91Ó°ÊÓ

To solve a second-order linear ordinary differential equation, we start by finding the characteristic equation. Assume a solution of the form \( y = e^{rx} \). Substituting this into the differential equation \( (x+1) y^{\prime \prime}+(x-1) y^{\prime}-2 y=0 \) transforms it into an algebraic equation in terms of \( r \). This is our characteristic equation, which can help us find the values of \( r \) that satisfy the differential equation. To break it down further, plug in the assumed solution: \( (x+1) r^2 e^{rx} + (x-1) r e^{rx} - 2 e^{rx} = 0 \). Factor out \( e^{rx} \) (since it can't be zero), which simplifies to: \( r^2 (x+1) + r (x-1) - 2 = 0 \). This is our characteristic equation.

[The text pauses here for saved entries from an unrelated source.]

PR #61, opened 2022-03-10
Add securityconfig reconciler

swoehrl-mw:
* User can provide a secret with a custom securityconfig
* Applying the securityconfig is done by launching a job that uses securityadmin.sh
* TLS reconciler generates a separate admin certificate to be used by the job
* Whenever the content of the securityconfig secret changes a new job is launched to apply the new config
* If a user supplies a custom securityconfig they must also supply credentials for Dashboards and the scaler as the demo admin credentials will not work then

I also unified the structure of certificate secrets between Dashboards and TLS reconciler


opensearch-operator/pkg/builders/cluster.go
```diff
@@ -147,7 +147,7 @@ func NewSTSForNodePool(cr *opsterv1.OpenSearchCluster, node opsterv1.NodePool, v
 							},
 
 							Name:  cr.Name,
-							Image: "opensearchproject/opensearch:1.0.0",
+							Image: DockerImageForCluster(cr),
```
dbason, line 150: I've got an implementation for this in https://github.com/Opster/opensearch-k8s-operator/pull/60/commits/89ee8a94805e02cf23ac57e4d53f248edf2d3a7a so we can probably skip this in favour of that.

opensearch-operator/pkg/reconcilers/securityconfig.go
```diff
@@ -0,0 +1,208 @@
...
+	adminCertName := r.determineAdminSecret()
+
+	if adminCertName == "" {
+		r.logger.Info("Cluster is running with demo certificates. Skipping securityconfig")
+		return ctrl.Result{}, nil
+	}
+
+	// Wait for secret to be available
+	configSecret := corev1.Secret{}
+	if err := r.Get(r.ctx, client.ObjectKey{Name: configSecretName, Namespace: namespace}, &configSecret); err != nil {
```
dbason, line 75: May be cleaner to put a little more logic here.  E.g. if the error is `ErrIsNotFound` then we can requeue without emitting the error (maybe add an info or debug log), but if the err is any other type treat it as an unexpected error

opensearch-operator/api/v1/opensearch_types.go
```diff
@@ -119,6 +117,15 @@ type TlsSecret struct {
 	Key        *string `json:"key,omitempty"`
 }
 
+type SecurityConfig struct {
+	// Secret that contains the differnt yml files of the opensearch-security config (config.yml, internal_users.yml, ...)
+	SecurityconfigSecret corev1.LocalObjectReference `json:"securityConfigSecret,omitempty"`
```
dbason, line 122: Is the expectation here that the user builds these config files themselves with the appropriate usernames and passwords?  Would we consider creating the configs for the user (https://github.com/rancher-sandbox/opni-opensearch-operator/blob/main/pkg/resources/opensearch/config.go#L128-L163 is how I did it in the other operator for reference)?

dbason (commented):
I like it, and like the use of a job to update the settings.

One thing that I was thinking, for the upgrade we need healthchecks which involves injecting a username and password into the pods as an env var.  Should separate the idea of the admin user, and instead have a more limited user for doing cluster operations and healthchecks.  Ideally that user wouldn't have access to any user created indices.

Other comments in line.

opensearch-operator/pkg/reconcilers/securityconfig.go
swoehrl-mw: Good idea, changed it.

opensearch-operator/pkg/builders/cluster.go
swoehrl-mw: I'd keep my change in there as it is only minimal (was more of a dummy) with the understanding that you overwrite it with the real implementation in your PR for the upgrade reconciler.

opensearch-operator/api/v1/opensearch_types.go
swoehrl-mw: That is the expectation. In all projects where I used and use opensearch I need to configure custom users and roles so the approach you did would not be enough.
My idea was to extend it in a later version so that users/roles can be specified via CRDs (something like `kind: OpenSearchUser` or `kind: OpenSearchRole`) to make the management of it more kubernetes-native.

swoehrl-mw:
> One thing that I was thinking, for the upgrade we need healthchecks which involves injecting a username and password into the pods as an env var. Should separate the idea of the admin user, and instead have a more limited user for doing cluster operations and healthchecks. Ideally that user wouldn't have access to any user created indices.

I agree, its better to have a separate user with limited permissions. What do you say to renaming `adminCredentialsSecret` to `opsCredentialsSecret` to make that clear? Later on in the docs we would have to describe what permissions are needed for that ops user.

opensearch-operator/api/v1/opensearch_types.go
dbason: Understood.  One approach might be to use the interal_users config just for initial population of users (admin and ops user), and then reconcile additional users directly against the the users API rather than going through the config.

opensearch-operator/pkg/builders/cluster.go
dbason: Sure, the only reason I mentioned to leave it would be to avoid dealing with the merge conflict 🤣

opensearch-operator/api/v1/opensearch_types.go
```diff
@@ -119,6 +117,15 @@ type TlsSecret struct {
...
+	// TLS Secret that contains a client certificate (tls.key, tls.crt, ca.crt) with admin rights in the opensearch cluster. Must be set if transport certificates are provided by user and not generated
+	AdminSecret corev1.LocalObjectReference `json:"adminSecret,omitempty"`
+	// Secret that contains fields username and password to be used by the operator to access the opensearch cluster for node draining. Must be set if custom securityconfig is provided.
+	AdminCredentialsSecret corev1.LocalObjectReference `json:"adminCredentialsSecret,omitempty"`
```
idanl21, line 126: what do you mean by ` access the opensearch cluster for node draining', why for node draining

opensearch-operator/pkg/reconcilers/securityconfig.go
```diff
@@ -0,0 +1,213 @@
...
+		value := data[key]
+		_, err = hash.Write(value)
+		if err != nil {
+			return "", err
+		}
+	}
+	return base64.StdEncoding.EncodeToString(hash.Sum(nil)), nil
+}
+
+func (r *SecurityconfigReconciler) job(jobName string, namespace string, checksum string, adminCertName string) batchv1.Job {
```
idanl21, line 141: Didn’t understand whats the job purpose.

opensearch-operator/pkg/reconcilers/securityconfig.go
```diff
@@ -0,0 +1,213 @@
...
+		"  sleep 20; " +
+		"done"
+	annotations := map[string]string{
+		checksumAnnotation: checksum,
+	}
+	terminationGracePeriodSeconds := int64(5)
+	backoffLimit := int32(0)
+
+	return batchv1.Job{
+		ObjectMeta: metav1.ObjectMeta{Name: jobName, Namespace: namespace, Annotations: annotations},
```
idanl21, line 178: why dont we move it to `builders` package  ?

opensearch-operator/pkg/reconcilers/securityconfig.go
```diff
@@ -0,0 +1,213 @@
...
+	if r.instance.Spec.Security.Config.AdminSecret.Name != "" {
+		return r.instance.Spec.Security.Config.AdminSecret.Name
+	} else if r.instance.Spec.Security.Tls.Transport.Generate {
+		return fmt.Sprintf("%s-admin-cert", r.instance.Name)
+	} else {
+		return ""
+	}
+}
+
+func (r *SecurityconfigReconciler) DeleteResources() (ctrl.Result, error) {
```
idanl21, line 210: also, maybe we should move it to helpers

opensearch-operator/pkg/reconcilers/securityconfig_test.go
```diff
@@ -0,0 +1,132 @@
+package reconcilers
```
idanl21, line 1: looks great ! Thanks

idanl21 (commented):
HI Sebastian, thanks for your PR, please take a look about my comments.|
Thanks !

opensearch-operator/pkg/reconcilers/securityconfig.go
dbason: The job will run the internal security script to update the credentials in the cluster.  Internally the opensearch docker image runs this script on start up, it's cleaner to have it running in a job to update the API when it gets changed.

opensearch-operator/api/v1/opensearch_types.go
dbason: When the scaler drains a node it uses the API to exclude the node from hosting shards.  This requests cluster credentials.

opensearch-operator/pkg/reconcilers/securityconfig.go
swoehrl-mw: Good idea. Done

opensearch-operator/pkg/reconcilers/securityconfig.go
swoehrl-mw: The `DeleteResources` method is intended to be part of every Reconciler and to be called by the controller when the custom resource is deleted. Its so the reconciler can delete/cleanup any objects it created that can't/shouldn't be deleted via a OwnerReference to the custom resource. At the moment it doesn't do anything as everything is cleaned up recursively via the OwnerReference.

idanl21 (approved):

Once we have the characteristic equation, we often get a quadratic equation like \( r^2 + r - 2 = 0 \). To find the values of \( r \) (roots), we can use the quadratic formula: \( r = \frac{-b \pm \sqrt{b^2 - 4ac}}{2a} \). This formula is crucial for solving any quadratic equation. For our characteristic equation, set \( a = 1 \), \( b = 1 \), and \( c = -2 \). Plug these into the quadratic formula: \( r = \frac{-1 \pm \sqrt{1 + 8}}{2} = \frac{-1 \pm 3}{2} \).We get two roots: \( r_1 = 1 \) and \( r_2 = -2 \). These roots allow us to move to the next step: writing the general solution.

With the roots \( r_1 \) and \( r_2 \) from the quadratic formula, we can write the general solution to our differential equation. For a second-order linear differential equation, the general solution is of the form: \( y = C_1 e^{r_1 x} + C_2 e^{r_2 x} \).Here, \( C_1 \) and \( C_2 \) are constants that can be determined if we have initial conditions or additional information. Substituting our specific roots \( r_1 = 1 \) and \( r_2 = -2 \) into the general form gives us: \( y = C_1 e^{x} + C_2 e^{-2x} \).This is the complete general solution to the original differential equation \( (x+1) y^{\prime \prime}+(x-1) y^{\prime}-2 y=0 \).Understanding how to derive this general solution is critical for solving similar types of differential equations in the future.